▸ WORK REQUIRED: In the listing below, count the lines containing the string "validation" and state only the number.

▸ EXCERPTED RECORDS:
◆ ◆ ◆ ◆ ◆

PR #988, opened 2019-10-04
Add domain validation to map publishing

mikkomustikkamaa:
Added domain validation to map publishing using regular expression available at https://miguelmota.com/bytes/validate-domain-regex/. Yellow warning icon with black text is shown to user with 1 second delay when needed.

### DIFF
--- a/bundles/framework/publisher2/view/PanelGeneralInfo.js
+++ b/bundles/framework/publisher2/view/PanelGeneralInfo.js
@@ -38,7 +38,7 @@ Oskari.clazz.define('Oskari.mapframework.bundle.publisher2.view.PanelGeneralInfo
                 '</div>')
         };
         this.panel = null;
-        this.domainWarningTemplate = jQuery('<div class="domain-warning">TODO: tekstit lokaalisaatiotiedostosta</div>');
+        this.domainWarningTemplate = jQuery('<div class="domain-warning">' + this.loc.domain.inputWarning + '</div>');
     }, {
         /**
          * Creates the set of Oskari.userinterface.component.FormInput to be shown on the panel and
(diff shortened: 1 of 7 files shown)


bundles/framework/publisher2/view/PanelGeneralInfo.js
```diff
@@ -58,6 +59,24 @@ Oskari.clazz.define('Oskari.mapframework.bundle.publisher2.view.PanelGeneralInfo
                     field.setLabel(data.label);
                     field.setTooltip(data.tooltip, data.helptags);
                     field.setPlaceholder(data.placeholder);
+
+                    const keyUpHandler = Oskari.util.throttle((event) => {
```
ZakarFin: Define the function outside the loop and rename it to something like domainValidatorKeyUpHandler as it's only used for domain.

bundles/framework/publisher2/view/PanelGeneralInfo.js
```diff
@@ -125,6 +144,16 @@ Oskari.clazz.define('Oskari.mapframework.bundle.publisher2.view.PanelGeneralInfo
 
             me._languageChanged(selectedLang);
         },
+        /*
+         * Function implemented by modifying function introduced in https://miguelmota.com/bytes/validate-domain-regex/
+         */
+        _isValidDomain (v) {
```
ZakarFin: This should be moved to Oskari.util.

bundles/framework/publisher2/view/PanelGeneralInfo.js
mikkomustikkamaa: Fixed as proposed.

bundles/framework/publisher2/view/PanelGeneralInfo.js
mikkomustikkamaa: Function moved to Oskari.util and some unit tests is added.

ZakarFin:
Adds Oskari.util.isValidDomain("domain as string")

◆ ◆ ◆ ◆ ◆

▸ COMPLETED TASK: 2